--- SUPPLIED MATERIAL Enclosed Below ---
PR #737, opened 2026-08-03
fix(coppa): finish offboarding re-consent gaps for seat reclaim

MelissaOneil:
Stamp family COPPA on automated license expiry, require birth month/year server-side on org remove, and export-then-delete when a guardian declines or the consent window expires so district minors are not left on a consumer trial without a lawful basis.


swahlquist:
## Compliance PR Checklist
--- End of Enclosed SUPPLIED MATERIAL ---
--- SUPPLIED MATERIAL Enclosed Below ---
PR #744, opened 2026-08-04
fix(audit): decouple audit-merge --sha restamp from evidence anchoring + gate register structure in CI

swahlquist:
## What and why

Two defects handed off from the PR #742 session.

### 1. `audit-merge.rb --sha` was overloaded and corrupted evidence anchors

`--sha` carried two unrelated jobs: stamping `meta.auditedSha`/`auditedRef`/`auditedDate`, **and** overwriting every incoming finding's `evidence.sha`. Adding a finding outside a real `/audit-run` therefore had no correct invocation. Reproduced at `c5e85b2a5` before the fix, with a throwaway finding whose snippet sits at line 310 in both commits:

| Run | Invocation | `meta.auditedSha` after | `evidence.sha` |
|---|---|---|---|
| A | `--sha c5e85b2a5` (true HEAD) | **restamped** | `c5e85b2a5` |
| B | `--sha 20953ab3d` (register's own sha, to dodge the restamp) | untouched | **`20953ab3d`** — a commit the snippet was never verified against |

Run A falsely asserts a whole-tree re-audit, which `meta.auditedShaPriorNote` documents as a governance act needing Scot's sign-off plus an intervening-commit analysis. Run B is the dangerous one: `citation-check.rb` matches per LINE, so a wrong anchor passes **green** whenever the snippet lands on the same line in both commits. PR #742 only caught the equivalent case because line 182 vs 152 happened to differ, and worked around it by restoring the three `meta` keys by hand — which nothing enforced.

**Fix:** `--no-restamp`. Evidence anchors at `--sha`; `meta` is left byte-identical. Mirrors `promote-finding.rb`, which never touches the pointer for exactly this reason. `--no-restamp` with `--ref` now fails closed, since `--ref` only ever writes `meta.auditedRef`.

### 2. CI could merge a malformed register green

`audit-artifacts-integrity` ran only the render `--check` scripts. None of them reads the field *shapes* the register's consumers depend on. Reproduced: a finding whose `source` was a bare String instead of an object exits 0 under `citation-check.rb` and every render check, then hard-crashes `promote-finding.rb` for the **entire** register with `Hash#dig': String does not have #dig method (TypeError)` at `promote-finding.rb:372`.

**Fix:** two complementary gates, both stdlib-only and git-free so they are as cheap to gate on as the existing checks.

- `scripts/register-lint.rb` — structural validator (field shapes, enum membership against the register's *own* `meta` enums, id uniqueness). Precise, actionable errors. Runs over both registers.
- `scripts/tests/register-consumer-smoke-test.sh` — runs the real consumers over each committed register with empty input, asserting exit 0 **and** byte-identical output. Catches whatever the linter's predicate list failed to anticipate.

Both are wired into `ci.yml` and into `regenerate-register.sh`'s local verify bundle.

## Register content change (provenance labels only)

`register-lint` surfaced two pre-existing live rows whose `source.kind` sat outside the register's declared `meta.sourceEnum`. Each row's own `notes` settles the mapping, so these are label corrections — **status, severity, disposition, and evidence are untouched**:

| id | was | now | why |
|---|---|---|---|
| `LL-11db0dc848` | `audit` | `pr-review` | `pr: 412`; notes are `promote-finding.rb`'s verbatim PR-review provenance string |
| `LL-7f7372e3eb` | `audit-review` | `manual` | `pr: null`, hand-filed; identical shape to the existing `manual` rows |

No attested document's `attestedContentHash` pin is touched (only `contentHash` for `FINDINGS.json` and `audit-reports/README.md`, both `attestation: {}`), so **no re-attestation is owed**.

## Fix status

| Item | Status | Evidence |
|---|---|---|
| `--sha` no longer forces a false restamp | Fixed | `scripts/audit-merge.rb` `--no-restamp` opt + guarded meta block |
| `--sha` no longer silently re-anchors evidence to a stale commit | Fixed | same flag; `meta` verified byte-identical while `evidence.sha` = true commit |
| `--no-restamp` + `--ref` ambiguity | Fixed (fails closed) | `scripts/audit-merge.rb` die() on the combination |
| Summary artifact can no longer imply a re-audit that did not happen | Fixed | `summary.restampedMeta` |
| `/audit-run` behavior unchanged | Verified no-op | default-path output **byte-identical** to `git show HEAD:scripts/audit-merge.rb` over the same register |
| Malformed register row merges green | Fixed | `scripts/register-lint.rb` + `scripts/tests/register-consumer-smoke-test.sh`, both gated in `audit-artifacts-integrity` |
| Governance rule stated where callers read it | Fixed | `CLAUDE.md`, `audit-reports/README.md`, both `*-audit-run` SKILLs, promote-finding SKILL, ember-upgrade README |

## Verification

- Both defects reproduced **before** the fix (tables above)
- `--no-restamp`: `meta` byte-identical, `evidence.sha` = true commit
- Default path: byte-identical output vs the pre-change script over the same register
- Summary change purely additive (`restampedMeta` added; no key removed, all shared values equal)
--- End of Enclosed SUPPLIED MATERIAL ---
● TASK GOAL
Looking back over the data above, restate word for word the lines that begin at the line with "corrupted evidence anchors" and end at the line with "carried two unrelated", inclusive.

● RESULT OF THE TASK
### 1. `audit-merge.rb --sha` was overloaded and corrupted evidence anchors

`--sha` carried two unrelated jobs: stamping `meta.auditedSha`/`auditedRef`/`auditedDate`, **and** overwriting every incoming finding's `evidence.sha`. Adding a finding outside a real `/audit-run` therefore had no correct invocation. Reproduced at `c5e85b2a5` before the fix, with a throwaway finding whose snippet sits at line 310 in both commits:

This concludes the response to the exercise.